O contrato de consórcio e suas alterações posteriores deverão ser obrigatoriamente arquivados no Registro Público de Empresas Mercantis do lugar da sua sede, devendo a certidão de arquivamento ser publicada nos moldes previstos no art. 289 da Lei 6.404/76.

Igualmente, quando dissolvido o consórcio em razão do término do empreendimento a que se destina, deverá o instrumento correspondente ser levado ao Registro de Comércio, para que se possa “dar baixa” no respectivo assentamento.
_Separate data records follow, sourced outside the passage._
PR #29, opened 2024-05-16
Add C test cases to CI

hegza:
There's currently an issue with the RISC-V GCC compiler on the CI runner.

### DIFF
--- a/.github/workflows/validate.yml
+++ b/.github/workflows/validate.yml
@@ -16,7 +16,7 @@ env:
   DLA_VALIDATION_BIN: validate
 
   # Used for setting up RISC-V GCC toolchain for C tests
-  RISCV: /tmp/riscv/
+  RISCV: /opt/riscv/
   RISCV_XLEN: riscv64
   GCC_VER: "2024.04.12"
   UBUNTU_VER: ubuntu-22.04
@@ -111,11 +111,6 @@ jobs:
   build-dla-validation:
     runs-on: ubuntu-latest
 
-    env:
-      RISCV: /opt/riscv/
-      GCC_VER: "2024.04.12"
-      RISCV_XLEN: riscv64
-      UBUNTU_VER: ubuntu-22.04
     steps:
     - uses: actions/checkout@v4
     - name: Create RISC-V GCC build directory
--- a/.github/workflows/validate.yml
+++ b/.github/workflows/validate.yml
@@ -182,6 +182,8 @@ jobs:
     runs-on: ubuntu-latest
     steps:
     - uses: actions/checkout@v4
+    - name: Install requirements
+      run: cargo install just
     - name: Build minimal C project
       working-directory: ./examples/hpc-c/hello-hpc
       run: just build
@@ -197,6 +199,8 @@ jobs:
     runs-on: ubuntu-latest
     steps:
     - uses: actions/checkout@v4
+    - name: Install requirements
+      run: cargo install just
     - name: Build minimal C project
       working-directory: ./examples/hpc-c/test-bsp-ffi
       run: just build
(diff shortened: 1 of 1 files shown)


vilukissa68:
Got this working in #46. There were couple issues:
1. URL for the toolchain was wrong with `ubuntu-` being duplicated.
2. `ubuntu-latest` seems to have an issue with permission in `/root` dir. This was solved by unpacking the toolchain in `/tmp`
3. Adding to `$PATH` doesn't work with GitHub actions, since environment variables get cleaned between steps. This is solved by appending the toolchain to `$GITHUB_PATH`

In the end steps for adding the toolchain look something like this.

```yaml
    - name: Create RISC-V GCC build directory
      run: mkdir /tmp/riscv-gnu-toolchain
    - name: Download GCC
      working-directory: /tmp/riscv-gnu-toolchain/
      run: |
        wget -q https://github.com/riscv-collab/riscv-gnu-toolchain/releases/download/$GCC_VER/$RISCV_XLEN-elf-$UBUNTU_VER-gcc-nightly-$GCC_VER-nightly.tar.gz
        mkdir ${RISCV} && \
          tar -xf $RISCV_XLEN-elf-$UBUNTU_VER-gcc-nightly-$GCC_VER-nightly.tar.gz --strip-components 1 -C $RISCV
        export PATH="${RISCV}/bin:${PATH}"
        echo "${RISCV}/bin" >> $GITHUB_PATH
        $RISCV_XLEN-unknown-elf-gcc --version
        $RISCV_XLEN-unknown-elf-ld --version
```
Disclaimer this uses GCC instead of LLVM

hegza:
Based on latest runs it seems like the downloaded version of RISC-V is configured to use a different float setup than what's used by our build. Builds fine locally, since we use the multilib compiler.

It's not feasible to rebuild the compiler for each CI. Perhaps we could try build-minimal-c with newlib..? (@andstepan) Any other ideas? (@vilukissa68)

The end goal is to try to have C builds in CI.

vilukissa68:
> Based on latest runs it seems like the downloaded version of RISC-V is configured to use a different float setup than what's used by our build. Builds fine locally, since we use the multilib compiler.
> 
> It's not feasible to rebuild the compiler for each CI. Perhaps we could try build-minimal-c with newlib..? (@andstepan) Any other ideas? (@vilukissa68)
> 
> The end goal is to try to have C builds in CI.

I fail understand why this issue happens. It looks like the `ld` from the same toolchain as the `libc` conflict? Doesn't riscv-collab provide gcc with multilib?

We could build Headsail-newlib in the gitlab CI and pull that for C builds, since there is really only one way we want to configure it for headsail, but there's nothing saying that it will fix this issue if the compiler is not good.

If we can't find a suitable `gcc`, we could have an additional workflow which compiles `gcc` the way we want. And store that as artifact, so that main flow can just pull it. I would guess that it's possible to have flows in Github/Gitlab that are run only when manually evoked.

hegza:
> We could build Headsail-newlib in the gitlab CI and pull that for C builds, since there is really only one way we want to configure it for headsail, but there's nothing saying that it will fix this issue if the compiler is not good.

I like this. We'll need to coordinate some keys between the CIs to enable cross-downloads but that should be fine. I think it _should_ fix this.

> If we can't find a suitable `gcc`, we could have an additional workflow which compiles `gcc` the way we want. And store that as artifact, so that main flow can just pull it. I would guess that it's possible to have flows in Github/Gitlab that are run only when manually evoked.

This would work but building GCC takes literally hours. There's not too many minutes available to our org on the GitHub Free license :)

hegza:
Newlib artifacts now available at <https://gitlab.tuni.fi/soc-hub/headsail/sw/newlib-artifacts>. I will upload the necessary lib & headers in-tree and re-try this.

PR #30, opened 2024-05-17
Adds better conv2d implementation

vilukissa68:
* The previous conv2d only worked for 1-channel kernels. This has now been fixed, and conv2d outputs an equal amount of tensors as it has been given filters. Stride and padding functionality has also been confirmed to work as expected.
* Numpy style operations added to improve redability


vp/devel/python_peripherals/DLA.py
```diff
@@ -169,6 +169,101 @@ def reshape_to_cwh(data):
...
+
+    """
+    shape = []
+    while isinstance(tensor, list):
+        shape.append(len(tensor))
+        tensor = tensor[0]
+    return tuple(shape)
+
+def flatten(tensor):
+    """Flattens ndimensional tensor to one dimensional tensor/vector
```
hegza, line 226: In what order? Does it matter or is it obvious? Is there a method to invert this operation you could reference?

vp/devel/python_peripherals/DLA.py
```diff
@@ -576,31 +669,36 @@ def set_input_data(self, data):
...
-       while len(data) < (channels * width * height):
-           # Move to next bank
-           if offset > bank.size:
-               bank_idx = bank_idx + 1
-               bank = self.banks[bank_idx]
-               offset = 0
-           data.append(bank.read(offset))
-           offset += 1
-       return channels, width, height, data
+        channels -- Int Number of channels
```
hegza: The return value seems to have `filter_amount` as first element. Could this doc be stale or what's up?

vp/devel/python_peripherals/DLA.py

O regime de arquivamento será exatamente aquele previsto para as sociedades mercantis e tornará eficaz o contrato perante terceiros após a publicação do seu arquivamento. Em relação às consorciadas, pode-se afirmar que o contrato produzirá efeitos desde a data da sua celebração (assinatura), tão logo autorizado pelo órgão competente.

Ao que parece, ao exigir apenas a publicação da certidão do arquivamento, pretende o legislador preservar o sigilo do negócio objeto de execução via consórcio.

Uma das funções principais do registro é afastar a presunção de solidariedade e responsabilidade ilimitada de todas as consorciadas, pela caracterização de sociedade irregular.

7 - CONCLUSÃO

O tratamento jurídico flexível e não burocrático conferido aos consórcios entre sociedades pela Lei 6.404/76 nos parece apto a atender a dinamicidade e à complexidade do mundo empresarial e, com isso, incentivar o fenômeno da concentração de empresas, quando o fim visado seja empreendimento ou negócio específico e determinado.